PR #4336, opened 2024-11-07
Use settings for service

6543:
if service settings work , this pull also pass :)


6543:
works now with https://github.com/woodpecker-ci/woodpecker/pull/4336 applyed & deployed

PR #4340, opened 2024-11-08
Fix avatar column type

### LINKED ISSUE #4278: avatar url too long for pipeline 'avatar' column
### Component

server

### Describe the bug

For some unknown reason (still trying to reproduce) one of our users had their github avatar url generated with a token. For example, a common GitHub avatar url might be:

https://avatars.githubusercontent.com/u/7269710?v=4

While for this user it was showing as:

https://private-avatars.githubusercontent.com/u/2729053?jwt=<token>&v=4

This url had a total of 312 characters. The avatar displays correctly in GitHub, but the full URL with the jwt token is sent by the Github webhook to Woodpecker, which tries to store it in the database. The `users` table uses `character varying(500)` for avatar but the `pipelines` table uses `character varying(255)`.

```
\d+ pipelines;
                                                                   Table "public.pipelines"
        Column        |          Type          | Collation | Nullable |                    Default                     | Storage  | Stats target | Description
----------------------+------------------------+-----------+----------+------------------------------------------------+----------+--------------+-------------
 ...
 avatar               | character varying(255) |           |          |                                                | extended |              |
```

Then we get:

```
pq: value too long for type character varying(255)
```

### Steps to reproduce

Unfortunately we're not sure how to generate a GitHub avatar url with a jwt again. Presumably the user simply changed their avatar normally, by going to their user settings page at https://github.com/<settings> and uploading a new image. It could be a GitHub update or bug, but I couldn't find any information about it.

### Expected behavior

Wether we can reproduce or not, it seems reasonable to use `character varying(500)` for the avatar field in both tables.

### System Info

```shell
2.7.0, Kubernetes
```

### Additional context

_No response_

### Validations

qwerty287:
closes #4278

### DIFF
--- a/server/api/repo.go
+++ b/server/api/repo.go
@@ -362,7 +362,6 @@ func GetRepoPermissions(c *gin.Context) {
 func GetRepoBranches(c *gin.Context) {
 	_store := store.FromContext(c)
 	repo := session.Repo(c)
-	user := session.User(c)
 	_forge, err := server.Config.Services.Manager.ForgeFromRepo(repo)
 	if err != nil {
 		log.Error().Err(err).Msg("Cannot get forge from repo")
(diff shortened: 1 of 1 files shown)


zc-devs:
I know, the issue is about `avatar`, but there is `email` with the same "bug".

xoxys:
Does it require a migration? Or what happens with existing tables?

[Task]: Please write out the material word for word from its first line through the line holding "### Describe the bug", including both, and no line past it.

[Output for this exercise]:
PR #4336, opened 2024-11-07
Use settings for service

6543:
if service settings work , this pull also pass :)


6543:
works now with https://github.com/woodpecker-ci/woodpecker/pull/4336 applyed & deployed

PR #4340, opened 2024-11-08
Fix avatar column type

### LINKED ISSUE #4278: avatar url too long for pipeline 'avatar' column
### Component

server

### Describe the bug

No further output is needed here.